The Foundation allows benefactors to make various types of donations: (a) Donor-Advised Funds, where individuals determine specifically where their contributions will go (while they can retain anonymity and avoid being publicly associated with the grantees, if they so desire); (b) Community Action Funds, which leave grantmaking decisions up to the Foundation's program staff and Board Committee; and (c) Field of Interest Funds, which allow donors to specify a particular area of charitable interest while letting the Foundation decide which particular organizations should receive money. 

Viewing the United States as a nation rife with injustices, the Minneapolis Foundation supports groups that seek to rectify the "social inequities that exist related to poor people, people of color, women, individuals with disabilities, or gays and lesbians." Emmett Carson has expressed the Foundation's view that blacks and Mexicans in America have historically been, and continue to be, "subjected to capricious and racist government policies." 

The Minneapolis Foundation characterizes the federal government's post-9/11 anti-terrorism measures as racist assaults on the civil rights and liberties of immigrants. "Once in America," says the Foundation, "[immigrants] find that world events continue to influence their lives in the form of federal and local policies that regulate immigration, documentation, and mobility. Since September 11th, the phrase 'national security' has been invoked as the impetus for many of these changes. For example, male temporary visitors from more than a dozen Muslim countries—most of them in the Middle East—have been photographed and fingerprinted by the federal government. In Minnesota, as elsewhere throughout the country, policy debates about national-security and human and civil rights are often emotional and divisive. In some respects, this is reminiscent of the anti-German and Japanese campaigns during the first and second world wars."

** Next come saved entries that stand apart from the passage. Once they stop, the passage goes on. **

PR #164, opened 2015-11-10
Propagate context through sequelize correctly

matthewloring:


matthewloring:
Note: This patch prevents users of sequelize from specifying their own custom cls namespaces for use with sequelize. They are still able to achieve the same outcome by storing their desired values inside of our namespace. If we don't want this caveat, we will have to patch bluebird directly.

matthewloring:
@ofrobots PTAL.

matthewloring:
We have determined that bluebird is not the culprit for context loss in sequelize and rather, it is the connection pool module.

PR #268, opened 2016-06-28
Add test fixture for gRPC 0.15

misterpoe:


misterpoe:

test/hooks/test-trace-grpc.js
```diff
@@ -230,6 +231,40 @@ Object.keys(versions).forEach(function(version) {
           stream.end();
         });
       });
+    } else {
+      it('should work for new argument orders (unary)', function(done) {
+        common.runInTransaction(function(endTransaction) {
+          client.testUnary({n: 42}, new grpc.Metadata(), {},
```
matthewloring: What is the empty object here?

misterpoe: The signature of the function is `makeUnaryRequest(argument, metadata, options, callback)`, where `metadata` and `options` are optional. So the empty object is `options`.

matthewloring:
LGTM.

PR #270, opened 2016-07-01
Support enhanced database reporting for gRPC

misterpoe:


misterpoe:

lib/hooks/userspace/hook-grpc.js
```diff
@@ -25,6 +25,15 @@ var agent;
 
 var SUPPORTED_VERSIONS = '0.13 - 0.15';
 
+function findFirstIndex(arr, predicate) {
```
matthewloring: Let's bring in [lodash.find](https://lodash.com/docs#find) for this. If only [Array.prototype.find](https://developer.mozilla.org/en-US/docs/Web/JavaScript/Reference/Global_Objects/Array/find) was present in `0.12` 😿

test/hooks/test-trace-grpc.js
```diff
@@ -199,69 +217,125 @@ Object.keys(versions).forEach(function(version) {
...
+      });
+    });
+
+    it('should trace metadata for server requests', function(done) {
+      common.runInTransaction(function(endTransaction) {
+        var stream = client.testServerStream({n: 42}, metadata);
+        stream.on('data', function(data) {});
+        stream.on('status', function(status) {
+          endTransaction();
+          assert.strictEqual(status.code, grpc.status.OK);
```
matthewloring: Would it be possible to report this status code with `enhancedDatabaseReporting`?

lib/hooks/userspace/hook-grpc.js
misterpoe: Done

test/hooks/test-trace-grpc.js
misterpoe: Yes, we can listen for the 'status' event. I've added the test for that to the standard server stream request above (this test is for metadata).

matthewloring:
LGTM.

PR #271, opened 2016-07-01
Change callback lookup to not depend on gRPC version

misterpoe:


misterpoe:

matthewloring:
LGTM.

PR #276, opened 2016-07-06
Begin using test all versions for hooks

matthewloring:
This change moves express, mysql, and restify over to use
test-all-versions as opposed to committed fixtures.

Among the recent recipients of Minneapolis Foundation grants are the National Association for the Advancement of Colored People; Centro Campesino; the Association of Community Organizations for Reform Now (ACORN); the National Immigration Forum; the Headwaters Fund; the Council on Foundations; the International Peace Academy; National Public Radio; the Public Broadcasting Corporation; Planned Parenthood; the Trust for Public Land; the Wilderness Society; the League of Women Voters; the Ploughshares Fund; the Storefront Group; the Urban Coalition; Peaceworkers; the American Refugee Committee; Citizens for a Safer Minnesota Education Fund; Twin Cities RISE; ISAIAH; Advocating Change Together; the Population Coalition; the Human Rights Campaign Foundation; Human Services; Outfront Minnesota; the Minnesota Center for Environmental Advocacy; the Green Institute; the Headwaters Fund; the Northern Environmental Support Trust; the White Earth Land Recovery Project; Chrysalis - A Center for Women; Minnesota Advocates for Human Rights; the Minnesota Coalition for the Homeless; the Minnesota Womens Political Caucus; the Farmers' Legal Action Group; Hispanic Advocacy and Community Empowerment through Research; the Immigrant Law Center; and the Institute for Agriculture and Trade Policy.